Q: Python 2.0 preliminary features?

William Tanksley wtanksle at hawking.armored.net
Sat Oct 23 10:23:59 EDT 1999


On Wed, 20 Oct 1999 05:55:44 +1000, skaller wrote:
>William Tanksley wrote:
>> This is totally orthogonal to your post, but I'm just curious: I like how
>> Dylan allows one to write the first argument of a function either as a
>> distinguished or ordinary paramter -- that is, "abs(1)" is the same as
>> "(1).abs()".

>> Can we do the same with Viper?

>	No. I was going to implement it, but when I considered it,
>I realised it wouldn't work well in Python. The problem is 
>several fold: in the first place, there's nothing magical
>about function calls in python:

>		x.a (args)

>is really:
>	(x.a) (args)
>that is, an attribute lookup _followed_ by a function call.

Yes, I see.  This does make this syntax effectively impossible.  Okay,
just as well.

>So we would need to say that if
>	x.a
>fails, try looking for 'a'. Worse, consider:

Actually, you'd always define x.a when you defined a globally.  Not that
hard, just a huge waste of space and time :).

>Anyhow, it started to look seriously inconsistent in Python.

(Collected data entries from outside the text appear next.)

PR #356, opened 2016-06-13
prevent adding extra nodes to polygons, fixes #345

### LINKED ISSUE #345: Sometimes final point in polygon ends up with many vertices
I clicked 4 times to create a polygon. Then, I tried to drag the top corner of the polygon. I was able to pull a 5 new vertices out of what seemed like one vertex:

screen shot 2016-06-10 at 10 16 00 am

I do not have a consistent way to reproduce this bug.

samanpwbb:
@mcwhittemore for review

### DIFF
--- a/src/feature_types/polygon.js
+++ b/src/feature_types/polygon.js
@@ -1,5 +1,11 @@
 var Feature = require('./feature');
 
+function firstMatchesLast(coords) {
+  return coords.every(coord => coord[0].every((el, i) => {
+    return el === coord[coord.length - 1][i];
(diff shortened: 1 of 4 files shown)


mcwhittemore:
@samanpwbb what if the geojson has two positions that are identical legitimately? I don't see anything in the spec that says this can't happen.

samanpwbb:
@mcwhittemore I think we should remove the error throws, use comments to clarify the intent of these two functions, and write tests against the `buildFeatureCoords` function.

You know, I'd always thought of that as a problem with Python (although it
makes certain things simpler), but I just recently found the XML-RPC
client written in Python.  Because Python is not supposed to have
knowledge of objects' internals, the XML-RPC calls are direct -- you just
write "xml_object.method(...)" rather than having to quote the names of
the remote methods, as you have to do with every other XML-RPC API.

Cool.

>> Of course, I'm about to ask for multiple dispatch, but since everyone who
>> even knows what multiple dispatch is already knew I was going to ask for
>> it...  So I won't bother asking.

>	What do you want it to do? Any idea how it should work in Python?

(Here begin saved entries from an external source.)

Issue #314, opened 2016-05-26
Better support for finalising drawn shapes


aidanlister:
My use case is the user creates a bounding box and I highlight all the markers within that bounding box.

The Google Maps API has a draw.end style event when the user double clicks, allowing me to change the color of the bounded area and move to the next step. This works quite well.

I haven't been able to do this as elegantly with draw.changed ... it fires in realtime as the user changes their shape so I either need to debounce it or try and add a "finished" button somewhere into the process.

What's the thinking on how this could be better supported?

mcwhittemore:
@aidanlister - just to make sure we're on the same page here. In your use case the user is drawing a polygon and you are using this polygon to highlight a bunch of points. Is that correct?

`draw.changed` gets emitted once per frame if something has changed. I don't think slowing this down inside of Draw is a good idea as it limits the speed someone could respond to changes. Playing around with your use case a bit it seems like debouncing is a great option. Why don't you want to do this?

Assuming there is a good reason debouncing doesn't work, there are a few other events that draw emits that help us guess at when someone is done editing.  `draw.modechanged` fires when the behavior of Draw is changed. When going to `simple_select` from any other mode we can assume drawing has stopped. That said, editing can happen in both `simple_select` and `direct_select`. If unselecting the feature is a good enough measurement of the end of drawing than we can use the `draw.mode.simple_select.selected.end` event along with `draw.modechanged` to know when drawing has ended. This has problems though, ie: I don't want to unselect the feature but I'm done drawing. My guess is that some sort of debounce + the above solution could get you 90% of the way there.

This is a great idea and is a problem worth solving but the `when is the user done drawing problem` is not the aim of Draw. This kind of interaction detection is very complex. If you want to create module that does this and need Draw to emit some details it is not emitting currently please feel free to ask (or open a PR with your additions). Also, if you make a module that does this, please link drop it here so that going forward users don't feel the need to reimplement. In the future (I'd guess) there will be a handful of utility tools like this that we will want to promote.

Good luck!

aidanlister:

Multiple dispatch.  Hmm...

Okay, the type of OO you're familiar with is also known as single dispatch
-- you take a message, a bunch of parameters, and a special parameter
(called 'this' or 'self'), and you look up the meaning of the message in
self's method table.

With multiple dispatch, OTOH, you take a message and a bunch of
parameters, and you look up the meaning of the message in the message's
parameter table.

You can think of it as being like a combination of overloading and
templates, but resolvable at runtime.  Thus, it's MUCH more powerful
without being more risky -- in fact, it's less risky than most
implementations of overloading (C++'s especially).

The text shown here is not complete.